== Segment start ==
PR #1952, opened 2019-12-03
[JBPM-8922] RemoteBusinessRuleTaskHandler does not work with https url

elguardian:
force https detection during load balancing.

### DIFF
--- a/kie-server-parent/kie-server-remote/kie-server-client/src/test/java/org/kie/server/client/util/SSLUtilities.java
+++ b/kie-server-parent/kie-server-remote/kie-server-client/src/test/java/org/kie/server/client/util/SSLUtilities.java
@@ -1,0 +1,59 @@
+package org.kie.server.client.util;
+
+import java.security.GeneralSecurityException;
+import java.security.SecureRandom;
+import java.security.cert.X509Certificate;
+
+import javax.net.ssl.HostnameVerifier;
+import javax.net.ssl.HttpsURLConnection;
+import javax.net.ssl.SSLContext;
+import javax.net.ssl.SSLSession;
+import javax.net.ssl.TrustManager;
+import javax.net.ssl.X509TrustManager;
+
+public final class SSLUtilities {
+
+    private static HostnameVerifier verifier;
+
+    private static TrustManager[] trustManagers;
+
+    public static void trustAllHostnames() {
+        if (verifier == null) {
+            verifier = new AllValidHostnameVerifier();
+        }
+        HttpsURLConnection.setDefaultHostnameVerifier(verifier);
+    }
+
+    public static void trustAllHttpsCertificates() {
+        SSLContext context;
+
+        if (trustManagers == null) {
+            trustManagers = new TrustManager[]{new AllValidTrustManager()};
+        }
+        try {
+            context = SSLContext.getInstance("SSL");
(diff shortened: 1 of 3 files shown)


kie-server-parent/kie-server-remote/kie-server-client/src/test/java/org/kie/server/client/ForceDetectUseSSLTest.java
```diff
@@ -0,0 +1,26 @@
+package org.kie.server.client;
```
mswiderski: missing license header

kie-server-parent/kie-server-remote/kie-server-client/src/test/java/org/kie/server/client/util/SSLUtilities.java
```diff
@@ -0,0 +1,59 @@
+package org.kie.server.client.util;
```
mswiderski: missing license header

kie-server-parent/kie-server-remote/kie-server-client/src/main/java/org/kie/server/client/impl/KieServicesConfigurationImpl.java
```diff
@@ -121,10 +121,24 @@ public KieServicesConfigurationImpl(String url, CredentialsProvider credentialsP
...
     public KieServicesConfigurationImpl(String url, CredentialsProvider credentialsProvider, long timeout) {
         this.transport = Transport.REST;
-
         this.serverUrl = url;
         this.timeoutInMillisecs = timeout;
         this.credentialsProvider = credentialsProvider;
+        //        this.useSsl = autoDetectUseSSL(url);
+    }
+
+    public boolean autoDetectUseSSL(String url) {
```
mswiderski: not sure I follow this method... as the useSsl seems to be used by JMS layer and now we just check the http endpoints... 

https://github.com/kiegroup/droolsjbpm-integration/blob/bc0380c7785501b53943a81f5421d10a4ecc1f3d/kie-server-parent/kie-server-remote/kie-server-client/src/main/java/org/kie/server/client/impl/KieServicesConfigurationImpl.java#L63

could you please explain a bit what are we trying to do here?

elguardian:
sorry about the confusion. The problem is more how the system should behave (i messed up with the PR). The test case relevant should be https://github.com/kiegroup/droolsjbpm-integration/pull/1952/files#diff-3794651273729e747889499f86dea895R18

This test fails during kie services client constructor because the init of the server client requires at least one endpoint to be available. 

In the jira reported the https is failing because the truststore is not configured (I created a test case regarding load balancing that prooves that it works with http and https) but what about if you try to deploy while there is no endpoint available (real endpoint down) ? Not really sure if this needs to fail or not). The jira of this is not really a bug but a missconfiguration so not really sure if this was on purpose or not. @mswiderski  wdyt ?

mswiderski:
@elguardian in general the endpoint should be available, at least one at the time of creation of kie server client. So if that is not available I'd say it's really an edge case and the kie server client itself can't do much about it.
Personally I prefer to fail fast when there are no endpoints available as it could be temporarily or it can be as simple as typo and thus way more severe.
== Segment end ==
• _WHAT IS REQUIRED_:
For each line of the material that contains the word "security", make a copy.

• _REPLY TO THE EXERCISE_:
+import java.security.GeneralSecurityException;
+import java.security.SecureRandom;
+import java.security.cert.X509Certificate;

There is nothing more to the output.